One of the most important aspects of effective delegation is showing your staff genuine appreciation. Providing positive feedback and letting your staff know how much you appreciate their assistance help them build confidence in their work and motivate them for future assignments. Once the delegated project ends, thankeveryone involved to help build morale. Send an email to each person individually,give them hand-written thank-you notes or recognize them in a meeting.

FAQs about delegating tasks

What is a good way to delegate effectively when a deadline is approaching?

When a deadline is fast approaching, prioritize the most important tasks and assign them to experienced team members, then delegate less-challenging tasks to newer or less-experienced members. For example, if you have a deadline to pack and ship multiple orders of your company’s products, you could have your seasoned team members pack each box to ensure all items are accounted for, while your newer employees seal and label the boxes.

How do I become more comfortable with delegating?

Think about why you struggle with work delegation to help you overcome the issues.

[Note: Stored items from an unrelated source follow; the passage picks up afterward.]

PR #2425, opened 2018-07-19
Add option to run with a custom mono installation

shana:
👋 

When `useGlobalMono` is set to `always` or `auto`, the launcher uses whatever mono it finds in the path, which may or may not be a usable mono version for omnisharp. The user may have a suitable mono installation for omnisharp somewhere else, but not set as the default system one, or they may want to have omnisharp launched with a specific mono for omnisharp for debugging purposes. In my case, I have:

```
drwxr-xr-x  4.2.2.30
drwxr-xr-x  4.6.2.16
drwxr-xr-x  4.8.1.0
drwxr-xr-x  5.12.0.226_1
drwxr-xr-x  5.14.0.169_1
drwxr-xr-x  5.4.1.6
drwxr-xr-x  5.8.1.0_1
```

and I switch between them often, depending on what I need to do. Having vscode tied to whatever happens to be currently set on my system is really brittle, and if I need to have vscode use a particular mono version because of some mono bug, it's hard.

This PR adds a `monoPath` configuration option, and changes the launcher so that the environment variables PATH and MONO_GAC_PREFIX are changed to include the `monoPath` value, if set, when launching mono. If the `monoPath` option isn't set, it behaves as normal (also if `useGlobalMono` is set to `never`). I figured maybe this is useful for other people out there too 😃

### DIFF
--- a/src/omnisharp/launcher.ts
+++ b/src/omnisharp/launcher.ts
@@ -199,6 +199,7 @@ export interface LaunchResult {
     process: ChildProcess;
     command: string;
     monoVersion?: string;
+    monoPath?: string;
 }
 
 export async function launchOmniSharp(cwd: string, args: string[], launchInfo: LaunchInfo, platformInfo: PlatformInformation, options: Options): Promise<LaunchResult> {
@@ -250,12 +251,12 @@ async function launch(cwd: string, args: string[], launchInfo: LaunchInfo, platf
 
         const launchPath = launchInfo.MonoLaunchPath || launchInfo.LaunchPath;
 
-        return launchNixMono(launchPath, monoVersion, cwd, args, childEnv);
+        return launchNixMono(launchPath, monoVersion, options.monoPath, cwd, args, childEnv);
     }
 
     // If we can launch on the global Mono, do so; otherwise, launch directly;
     if (options.useGlobalMono === "auto" && isValidMonoAvailable && launchInfo.MonoLaunchPath) {
-        return launchNixMono(launchInfo.MonoLaunchPath, monoVersion, cwd, args, childEnv);
+        return launchNixMono(launchInfo.MonoLaunchPath, monoVersion, options.monoPath, cwd, args, childEnv);
     }
     else {
         return launchNix(launchInfo.LaunchPath, cwd, args);
@@ -312,7 +313,7 @@ function launchNix(launchPath: string, cwd: string, args: string[]): LaunchResul
     };
 }
 
-function launchNixMono(launchPath: string, monoVersion: string, cwd: string, args: string[], environment: NodeJS.ProcessEnv): LaunchResult {
+function launchNixMono(launchPath: string, monoVersion: string, monoPath: string, cwd: string, args: string[], environment: NodeJS.ProcessEnv): LaunchResult {
     let argsCopy = args.slice(0); // create copy of details args
     argsCopy.unshift(launchPath);
     argsCopy.unshift("--assembly-loader=strict");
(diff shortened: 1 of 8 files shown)


akshita31:
@shana Thank you for taking time to contribute to the repo.
I notice that the integration tests are failing somehow. The timeout suggests that there is a problem with starting the "OmniSharp" process. Did you try running the integration tests on your machine?
You could run them by using `npm run test:integration`.

rchande:
@shana Thanks for your contribution! Looks good to me, once tests pass.

shana:
Thanks for the review! Looks like the return value from the settings file was null instead of undefined, which meant the block overriding the env vars was always running, and I imagine screwing up the environment for spawning omnisharp in the process. I ran the integration tests locally with an update default system mono with no monoPath override, and with an older system mono and the monoPath override, and everything passes locally.

Can't really add much coverage for the integration tests though, not without bundling mono just for that purpose :/

src/omnisharp/launcher.ts
```diff
@@ -306,14 +312,15 @@ function launchNix(launchPath: string, cwd: string, args: string[]): LaunchResul
     };
 }
 
-function launchNixMono(launchPath: string, monoVersion: string, cwd: string, args: string[]): LaunchResult {
+function launchNixMono(launchPath: string, monoVersion: string, cwd: string, args: string[], environment: NodeJS.ProcessEnv): LaunchResult {
     let argsCopy = args.slice(0); // create copy of details args
     argsCopy.unshift(launchPath);
     argsCopy.unshift("--assembly-loader=strict");
```
akshita31: Should we add some logging here, like printing the mono launch path, just like we print the version?

We create the log event here from the launch result: https://github.com/OmniSharp/omnisharp-vscode/blob/master/src/omnisharp/server.ts#L324. We might also return a monoLaunchPath in the launch result and display it here: https://github.com/OmniSharp/omnisharp-vscode/blob/master/src/observers/OmnisharpLoggerObserver.ts#L58. We will have to add the appropriate property to `OmnisharpLaunch` event here: https://github.com/OmniSharp/omnisharp-vscode/blob/master/src/omnisharp/loggingEvents.ts#L30.
Basically to do logging in omnisharp-vscode, we post the events into an event stream to which some observers subscribe. Whenever we post an event to the event stream, all the observers are invoked and take action appropriately. Does that make sense ?

shana: Yeah, I hacked up some manual logging directly to a separate window just so I could see what was going on while I was putting this together, but adding some more information to the event stream probably makes sense, I can give that a try.

src/omnisharp/server.ts
```diff
@@ -321,7 +321,7 @@ export class OmniSharpServer {
 
         try {
             let launchResult = await launchOmniSharp(cwd, args, launchInfo, this.platformInfo, options);
-            this.eventStream.post(new ObservableEvents.OmnisharpLaunch(launchResult.monoVersion, launchResult.command, launchResult.process.pid));
+            this.eventStream.post(new ObservableEvents.OmnisharpLaunch(launchResult.monoVersion, launchResult.command, launchResult.process.pid, options.monoPath));
```
akshita31: I think it would be better if the LaunchResult returned the monoLaunchPath(if any) that it used.

shana: Oh yes, that makes way more sense, not sure how I missed that. ☕️ ☕️ ☕️

shana:
@akshita31 Logging fixed! 😄

akshita31:
@shana Thank you so much for patiently going through the feedback.
If you like, you can do a changelog update in a separate PR, otherwise I will do that.
Thanks again for taking time to make the repo better!

shana:
@akshita31 Sorry, I didn't see your comment. Yay merge! I was not aware of the need to update the changelog manually, how does that work? It's just adding a new entry for the change?

akshita31:
@shana Yes that is right.

PR #3648, opened 2020-03-10
Update OmniSharp to 1.34.14

JoeRobich:


JoeRobich:
@brettfo Please take a look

If it’s a trust issue, schedule team-building activities, and get to know your team better. Learn their strengths to help you better delegate different tasks to someone you can trust to do a good job. If you lack the confidence in delegating, start with a small task to practice the process and gain confidence. Remind yourself of the benefits of delegating if you’re worried about transferring tasks to other team members.

What should I consider when delegating tasks?

Successful delegation at work requires careful consideration and detailed instructions. These tips will help you delegate tasks successfully:

  • Set specific beginning and end dates or times for the task.
  • Ensure you spread the workload evenly across the team.
  • Understand the elements involved with each task.
  • Ensure you give your employees the support and tools necessary to complete the delegated tasks effectively.